Update docs/understand/programming_model.rst

randyh62 · web-flow · commit 88647801152e · 2025-03-07T14:20:11.000-08:00
diff --git a/docs/understand/programming_model.rst b/docs/understand/programming_model.rst
@@ -132,7 +132,7 @@ In heterogeneous programming, the CPU is available for processing operations but
 
 1.	Initialize the HIP runtime and select the GPU: As described in :ref:`initialization`, refers to identifying and selecting a target GPU, setting up a context to let the CPU interact with the GPU.  
 2.	Data preparation: As discussed in :ref:`memory_management`, this includes allocating the required memory on the host and device, preparing input data and transferring it from the host to the device. The data is both transferred to the device, and passed as an input parameter when launching the kernel. 
-3.	Configure and launch the kernel on the GPU: As described in :ref:`device_program`, this defines kernel configurations and arguments, launches kernel to run on the GPU device using the triple chevron syntax or appropriate API call (for example ``hipLaunchKernelGGL``). On the GPU, multiple kernels can run on streams, with a queue of operations. Within the same stream, operations run in the order they were issued, but multiple streams are independent and can execute concurrently. In the HIP runtime, kernels run on the default stream when one is not specified, but specifying a stream for the kernel lets you increase concurrency in task scheduling and resource utilization, and launch and manage multiple kernels from the host program.
+3.	Configure and launch the kernel on the GPU: As described in :ref:`device_program`, this defines kernel configurations and arguments, launches kernel to run on the GPU device using the triple chevron syntax or appropriate API call (for example ``hipLaunchKernelGGL``). On the GPU, multiple kernels can run on streams, with a queue of operations. Within the same stream, operations run in the order they were issued, but on multiple streams operations are independent and can execute concurrently. In the HIP runtime, kernels run on the default stream when one is not specified, but specifying a stream for the kernel lets you increase concurrency in task scheduling and resource utilization, and launch and manage multiple kernels from the host program.

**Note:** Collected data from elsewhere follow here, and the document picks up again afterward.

PR #143, opened 2023-01-16
Fix FoldableBlock.joinIntersecting(), fix newline handling after a service comment, export TextEditingValue.typed, add TextEditingValue.select

### LINKED ISSUE #136: CodeController.foldImports does not fold a multiline import in Go
Reproducible with MinimalWordCount example in Playground. In short:

```go
// license
// license
package main

import (
  "context"
  "fmt"
  "regexp"

  "github.com/apache/beam/sdks/v2/go/pkg/beam"
  "github.com/apache/beam/sdks/v2/go/pkg/beam/io/textio"
  "github.com/apache/beam/sdks/v2/go/pkg/beam/runners/direct"
  "github.com/apache/beam/sdks/v2/go/pkg/beam/transforms/stats"

  _ "github.com/apache/beam/sdks/v2/go/pkg/beam/io/filesystem/gcs"
  _ "github.com/apache/beam/sdks/v2/go/pkg/beam/io/filesystem/local"
)

```

alexeyinkin:
- Resolves #136

### DIFF
--- a/lib/src/code_field/text_editing_value.dart
+++ b/lib/src/code_field/text_editing_value.dart
@@ -152,4 +152,39 @@ extension TextEditingValueExtension on TextEditingValue {
     }
     return text.substring(selection.end);
   }
+
+  TextEditingValue typed(String text) {
+    final lengthDiff = text.length - selected.length;
+
+    return replaced(selection, text).copyWith(
+      selection: TextSelection.collapsed(offset: selection.end + lengthDiff),
+    );
+  }
+
+  TextEditingValue? select(Pattern pattern, [int start = 0]) {
+    if (pattern == '') {
+      throw AssertionError('Cannot search for an empty pattern');
+    }
+
+    final position = text.indexOf(pattern, start);
+
+    if (position == -1) {
+      return null;
+    }
+
+    final match = pattern.matchAsPrefix(text, position);
+
+    if (match == null) {
+      throw AssertionError('');
+    }
+
+    return TextEditingValue(
+      composing: composing,
+      selection: TextSelection(
+        baseOffset: position,
+        extentOffset: match.end,
+      ),
+      text: text,
+    );
+  }
 }
--- a/lib/src/folding/foldable_block.dart
+++ b/lib/src/folding/foldable_block.dart
@@ -111,7 +111,9 @@ extension FoldableBlockList on List<FoldableBlock> {
 
       // And fix every violation of the hierarchy by bubbling the block up,
       // removing non-ancestors from the working list, and joining when needed.
-      for (int ancestorIndex = ancestors.length - 1; --ancestorIndex >= 0;) {
+      for (int ancestorIndex = ancestors.length - 2;
+          ancestorIndex >= 0;
+          ancestorIndex--) {
         final ancestor = ancestors[ancestorIndex];
 
         if (ancestor.lastLine < bubble.firstLine) {
--- a/lib/src/folding/foldable_block.dart
+++ b/lib/src/folding/foldable_block.dart
@@ -55,6 +55,30 @@ class FoldableBlock extends InclusiveRange with EquatableMixin {
 
     return false;
   }
+
+  bool isSameLines(FoldableBlock other) {
+    return firstLine == other.firstLine && lastLine == other.lastLine;
+  }
+
+  FoldableBlock join(FoldableBlock other) {
+    return FoldableBlock(
+      firstLine: min(firstLine, other.firstLine),
+      lastLine: max(lastLine, other.lastLine),
+      type: _getJoinType(this, other),
+    );
+  }
+
+  static FoldableBlockType _getJoinType(FoldableBlock a, FoldableBlock b) {
+    if (a.type == FoldableBlockType.imports) {
+      return FoldableBlockType.imports;
+    }
+
+    if (b.type == FoldableBlockType.imports) {
+      return FoldableBlockType.imports;
+    }
+
+    return FoldableBlockType.union;
+  }
 }
 
 extension FoldableBlockList on List<FoldableBlock> {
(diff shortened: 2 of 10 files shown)


test/src/code_field/text_editing_value_test.dart
```diff
@@ -6,76 +6,76 @@ import '../common/lorem_ipsum.dart';
 
 void main() {
   group('TextEditingValue ', () {
-    test('wordAtCursorStart', () {
+    test('wordAtCursor', () {
```
alexeyinkin, line 9: Just changed the order of tests here, and it recognized them as changed lines.

lib/src/folding/foldable_block.dart
```diff
@@ -55,38 +55,102 @@ class FoldableBlock extends InclusiveRange with EquatableMixin {
...
+      // Throw the block into the current nesting hierarchy...
+      ancestors.add(bubble);
+      ancestorIndexToOverallIndex.add(overallIndex);
+
+      int bubbleIndexInAncestors = ancestors.length - 1;
+      int bubbleOverallIndex = overallIndex;
+
+      // And fix every violation of the hierarchy by bubbling the block up,
+      // removing non-ancestors from the working list, and joining when needed.
+      for (int ancestorIndex = ancestors.length - 1; --ancestorIndex >= 0;) {
```
yescorp, line 114: I think this way it is more readable.
```dart
for (int ancestorIndex = ancestors.length - 2; ancestorIndex >= 0; --ancestorIndex)
```
Also emphasizes on why the first iteration should not consider last element of the list.

lib/src/folding/foldable_block.dart
```diff
@@ -55,38 +55,102 @@ class FoldableBlock extends InclusiveRange with EquatableMixin {
 
     return false;
   }
+
+  bool isSameLines(FoldableBlock other) {
```
Malarg, line 59: `areSameLines`?

lib/src/folding/foldable_block.dart
```diff
@@ -55,38 +55,102 @@ class FoldableBlock extends InclusiveRange with EquatableMixin {
...
+    if (a.type == FoldableBlockType.imports) {
+      return FoldableBlockType.imports;
+    }
+
+    if (b.type == FoldableBlockType.imports) {
+      return FoldableBlockType.imports;
+    }
+
+    return FoldableBlockType.union;
+  }
```
Malarg, line 81:
```suggestion
  static FoldableBlockType _getJoinType(FoldableBlock a, FoldableBlock b) {
    final containsImports = a.isImports || b.isImports;
    return containsImports ? FoldableBlockType.imports : FoldableBlockType.union;
  }
```

lib/src/code_field/text_editing_value.dart
```diff
@@ -152,4 +152,39 @@ extension TextEditingValueExtension on TextEditingValue {
...
+    );
+  }
+
+  TextEditingValue? select(Pattern pattern, [int start = 0]) {
+    if (pattern == '') {
+      throw AssertionError('Cannot search for an empty pattern');
+    }
+
+    final position = text.indexOf(pattern, start);
+
```
nausharipov, line 170: Is there a rule for spacing? I expect no newline between related `position` initialization and and the `if` statement.

lib/src/folding/foldable_block.dart
alexeyinkin: Now imagine that we need to preserve the type if the blocks are of the same type. With this code, we would have to change lines, and also `?:` must be removed.

Those cut-offs are deliberate. They allow a lot of extension by just adding lines.

lib/src/folding/foldable_block.dart
alexeyinkin: `is` refers to the object and not its lines: `block.is...`

lib/src/folding/foldable_block.dart
alexeyinkin: `+`

lib/src/folding/foldable_block.dart
```diff
@@ -55,38 +55,104 @@ class FoldableBlock extends InclusiveRange with EquatableMixin {
...
-        );
-        removeAt(i);
-        i = max(i - 2, 0);
+    // A working list to lay down blocks to compare.
+    // As we iterate blocks, it will contain the current nesting hierarchy.
+    final ancestors = <FoldableBlock>[];
+    final ancestorIndexToOverallIndex = <int>[];
+
+    for (int overallIndex = 0; overallIndex < length; overallIndex++) {
+      FoldableBlock bubble = this[overallIndex];
```
nausharipov, line 103: A description for why it's named `bubble` might be useful.

lib/src/folding/foldable_block.dart
```diff
@@ -55,38 +55,104 @@ class FoldableBlock extends InclusiveRange with EquatableMixin {
...
   void sortByStartLine() {
     sort((a, b) => a.firstLine - b.firstLine);
   }
 
-  /// Joins intersecting blocks in list.
-  /// Expected that list is sorted by start line.
+  /// Joins intersecting blocks.
+  ///
+  /// This list must be sorted by firstLine.
   void joinIntersecting() {
```
nausharipov, line 92: Would helper methods improve readability?

test/src/code_field/text_editing_value_select_test.dart
```diff
@@ -0,0 +1,100 @@
...
+
+import 'package:flutter/widgets.dart';
+import 'package:flutter_code_editor/flutter_code_editor.dart';
+import 'package:flutter_test/flutter_test.dart';
+
+void main() {
+  group('TextEditingValue ', () {
+    test('select', () {
+      final examples = [
+        //
```
nausharipov, line 12: Is this empty comment deliberate?

lib/src/folding/foldable_block.dart
alexeyinkin: `+`

test/src/code_field/text_editing_value_select_test.dart
alexeyinkin: Yes, it preserves empty lines between examples.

 4.	Synchronization: As described in :ref:`asynchronous_how-to`, kernel execution occurs in the context of device streams, specifically the default (`0`) stream. You can use streams and events to manage task dependencies, overlap computation with data transfers, and manage asynchronous processes to ensure proper sequencing of operations. Wait for events or streams to finish execution and transfer results from the GPU back to the host.
 5.	Error handling: As described in :ref:`error_handling`, you should catch and handle potential errors from API calls, kernel launches, or memory operations. For example, use ``hipGetErrorString`` to retrieve error messages.
 6.	Cleanup and resource management: Validate results, clean up GPU contexts and resources, and free allocated memory on the host and devices.